**Task to carry out**: Would you output all the data exactly as it stands?

━━━━━━━━

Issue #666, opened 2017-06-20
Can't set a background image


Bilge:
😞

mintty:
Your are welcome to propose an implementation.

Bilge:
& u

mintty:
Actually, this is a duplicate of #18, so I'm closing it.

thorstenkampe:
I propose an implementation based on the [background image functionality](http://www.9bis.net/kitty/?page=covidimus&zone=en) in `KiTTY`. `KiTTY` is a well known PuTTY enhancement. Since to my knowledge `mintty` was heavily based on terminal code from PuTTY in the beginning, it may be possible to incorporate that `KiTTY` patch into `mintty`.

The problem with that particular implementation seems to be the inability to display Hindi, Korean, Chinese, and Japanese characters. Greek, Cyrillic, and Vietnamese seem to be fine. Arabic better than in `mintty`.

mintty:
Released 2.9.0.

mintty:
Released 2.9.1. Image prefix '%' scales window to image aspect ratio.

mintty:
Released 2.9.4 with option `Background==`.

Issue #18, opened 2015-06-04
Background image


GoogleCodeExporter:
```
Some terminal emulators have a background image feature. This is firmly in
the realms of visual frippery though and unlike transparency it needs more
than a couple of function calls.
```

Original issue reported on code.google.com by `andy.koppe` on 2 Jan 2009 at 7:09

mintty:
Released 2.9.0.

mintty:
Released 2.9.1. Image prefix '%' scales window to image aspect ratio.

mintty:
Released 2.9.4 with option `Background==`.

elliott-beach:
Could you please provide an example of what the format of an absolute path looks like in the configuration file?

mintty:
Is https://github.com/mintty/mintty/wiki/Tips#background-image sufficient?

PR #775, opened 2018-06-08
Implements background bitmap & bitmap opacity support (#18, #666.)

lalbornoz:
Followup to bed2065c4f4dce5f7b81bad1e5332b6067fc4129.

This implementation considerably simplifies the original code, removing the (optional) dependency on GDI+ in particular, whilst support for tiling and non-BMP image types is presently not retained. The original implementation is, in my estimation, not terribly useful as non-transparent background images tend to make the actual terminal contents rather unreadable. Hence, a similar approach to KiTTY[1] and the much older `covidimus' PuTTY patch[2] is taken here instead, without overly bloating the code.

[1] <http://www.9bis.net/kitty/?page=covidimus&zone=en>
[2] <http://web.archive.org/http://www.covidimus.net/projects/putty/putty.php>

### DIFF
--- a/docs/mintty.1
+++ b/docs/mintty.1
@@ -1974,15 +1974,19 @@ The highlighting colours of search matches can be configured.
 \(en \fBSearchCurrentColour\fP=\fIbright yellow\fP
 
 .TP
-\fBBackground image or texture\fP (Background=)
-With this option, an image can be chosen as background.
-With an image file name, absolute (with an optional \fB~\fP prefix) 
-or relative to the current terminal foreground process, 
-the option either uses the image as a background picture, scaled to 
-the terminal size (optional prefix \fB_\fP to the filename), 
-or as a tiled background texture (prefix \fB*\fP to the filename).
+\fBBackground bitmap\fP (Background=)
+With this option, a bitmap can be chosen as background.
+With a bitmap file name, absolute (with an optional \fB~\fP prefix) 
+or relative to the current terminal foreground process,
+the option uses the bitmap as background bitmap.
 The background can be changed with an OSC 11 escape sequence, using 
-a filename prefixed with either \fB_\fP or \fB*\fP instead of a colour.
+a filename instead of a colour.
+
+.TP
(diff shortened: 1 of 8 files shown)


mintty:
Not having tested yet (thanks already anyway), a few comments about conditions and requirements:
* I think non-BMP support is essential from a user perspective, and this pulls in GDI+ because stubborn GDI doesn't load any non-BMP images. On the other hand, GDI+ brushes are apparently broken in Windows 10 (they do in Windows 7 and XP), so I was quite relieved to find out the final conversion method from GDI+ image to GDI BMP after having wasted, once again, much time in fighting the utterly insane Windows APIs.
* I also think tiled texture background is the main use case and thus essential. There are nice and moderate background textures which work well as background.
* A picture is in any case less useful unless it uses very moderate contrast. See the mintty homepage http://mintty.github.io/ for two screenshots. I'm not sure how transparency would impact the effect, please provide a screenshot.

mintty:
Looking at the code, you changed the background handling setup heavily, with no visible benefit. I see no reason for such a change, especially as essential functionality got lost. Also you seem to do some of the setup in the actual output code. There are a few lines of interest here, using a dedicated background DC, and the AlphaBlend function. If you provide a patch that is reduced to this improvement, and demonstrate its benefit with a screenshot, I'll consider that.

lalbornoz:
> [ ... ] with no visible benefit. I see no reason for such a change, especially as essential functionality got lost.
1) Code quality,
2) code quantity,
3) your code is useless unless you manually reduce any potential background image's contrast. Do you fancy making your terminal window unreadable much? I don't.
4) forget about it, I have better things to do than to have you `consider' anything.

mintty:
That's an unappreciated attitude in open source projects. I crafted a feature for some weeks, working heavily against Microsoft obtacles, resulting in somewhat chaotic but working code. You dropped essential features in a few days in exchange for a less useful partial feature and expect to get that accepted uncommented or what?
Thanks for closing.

━━━━━━━━

**Exercise solution**:
Issue #666, opened 2017-06-20
Can't set a background image


Bilge:
😞

mintty:
Your are welcome to propose an implementation.

Bilge:
& u

mintty:
Actually, this is a duplicate of #18, so I'm closing it.

thorstenkampe:
I propose an implementation based on the [background image functionality](http://www.9bis.net/kitty/?page=covidimus&zone=en) in `KiTTY`. `KiTTY` is a well known PuTTY enhancement. Since to my knowledge `mintty` was heavily based on terminal code from PuTTY in the beginning, it may be possible to incorporate that `KiTTY` patch into `mintty`.

The problem with that particular implementation seems to be the inability to display Hindi, Korean, Chinese, and Japanese characters. Greek, Cyrillic, and Vietnamese seem to be fine. Arabic better than in `mintty`.

mintty:
Released 2.9.0.

mintty:
Released 2.9.1. Image prefix '%' scales window to image aspect ratio.

mintty:
Released 2.9.4 with option `Background==`.

Issue #18, opened 2015-06-04
Background image


GoogleCodeExporter:
```
Some terminal emulators have a background image feature. This is firmly in
the realms of visual frippery though and unlike transparency it needs more
than a couple of function calls.
```

Original issue reported on code.google.com by `andy.koppe` on 2 Jan 2009 at 7:09

mintty:
Released 2.9.0.

mintty:
Released 2.9.1. Image prefix '%' scales window to image aspect ratio.

mintty:
Released 2.9.4 with option `Background==`.

elliott-beach:
Could you please provide an example of what the format of an absolute path looks like in the configuration file?

mintty:
Is https://github.com/mintty/mintty/wiki/Tips#background-image sufficient?

PR #775, opened 2018-06-08
Implements background bitmap & bitmap opacity support (#18, #666.)

lalbornoz:
Followup to bed2065c4f4dce5f7b81bad1e5332b6067fc4129.

This implementation considerably simplifies the original code, removing the (optional) dependency on GDI+ in particular, whilst support for tiling and non-BMP image types is presently not retained. The original implementation is, in my estimation, not terribly useful as non-transparent background images tend to make the actual terminal contents rather unreadable. Hence, a similar approach to KiTTY[1] and the much older `covidimus' PuTTY patch[2] is taken here instead, without overly bloating the code.

[1] <http://www.9bis.net/kitty/?page=covidimus&zone=en>
[2] <http://web.archive.org/http://www.covidimus.net/projects/putty/putty.php>

### DIFF
--- a/docs/mintty.1
+++ b/docs/mintty.1
@@ -1974,15 +1974,19 @@ The highlighting colours of search matches can be configured.
 \(en \fBSearchCurrentColour\fP=\fIbright yellow\fP
 
 .TP
-\fBBackground image or texture\fP (Background=)
-With this option, an image can be chosen as background.
-With an image file name, absolute (with an optional \fB~\fP prefix) 
-or relative to the current terminal foreground process, 
-the option either uses the image as a background picture, scaled to 
-the terminal size (optional prefix \fB_\fP to the filename), 
-or as a tiled background texture (prefix \fB*\fP to the filename).
+\fBBackground bitmap\fP (Background=)
+With this option, a bitmap can be chosen as background.
+With a bitmap file name, absolute (with an optional \fB~\fP prefix) 
+or relative to the current terminal foreground process,
+the option uses the bitmap as background bitmap.
 The background can be changed with an OSC 11 escape sequence, using 
-a filename prefixed with either \fB_\fP or \fB*\fP instead of a colour.
+a filename instead of a colour.
+
+.TP
(diff shortened: 1 of 8 files shown)


mintty:
Not having tested yet (thanks already anyway), a few comments about conditions and requirements:
* I think non-BMP support is essential from a user perspective, and this pulls in GDI+ because stubborn GDI doesn't load any non-BMP images. On the other hand, GDI+ brushes are apparently broken in Windows 10 (they do in Windows 7 and XP), so I was quite relieved to find out the final conversion method from GDI+ image to GDI BMP after having wasted, once again, much time in fighting the utterly insane Windows APIs.
* I also think tiled texture background is the main use case and thus essential. There are nice and moderate background textures which work well as background.
* A picture is in any case less useful unless it uses very moderate contrast. See the mintty homepage http://mintty.github.io/ for two screenshots. I'm not sure how transparency would impact the effect, please provide a screenshot.

mintty:
Looking at the code, you changed the background handling setup heavily, with no visible benefit. I see no reason for such a change, especially as essential functionality got lost. Also you seem to do some of the setup in the actual output code. There are a few lines of interest here, using a dedicated background DC, and the AlphaBlend function. If you provide a patch that is reduced to this improvement, and demonstrate its benefit with a screenshot, I'll consider that.

lalbornoz:
> [ ... ] with no visible benefit. I see no reason for such a change, especially as essential functionality got lost.
1) Code quality,
2) code quantity,
3) your code is useless unless you manually reduce any potential background image's contrast. Do you fancy making your terminal window unreadable much? I don't.
4) forget about it, I have better things to do than to have you `consider' anything.

mintty:
That's an unappreciated attitude in open source projects. I crafted a feature for some weeks, working heavily against Microsoft obtacles, resulting in somewhat chaotic but working code. You dropped essential features in a few days in exchange for a less useful partial feature and expect to get that accepted uncommented or what?
Thanks for closing.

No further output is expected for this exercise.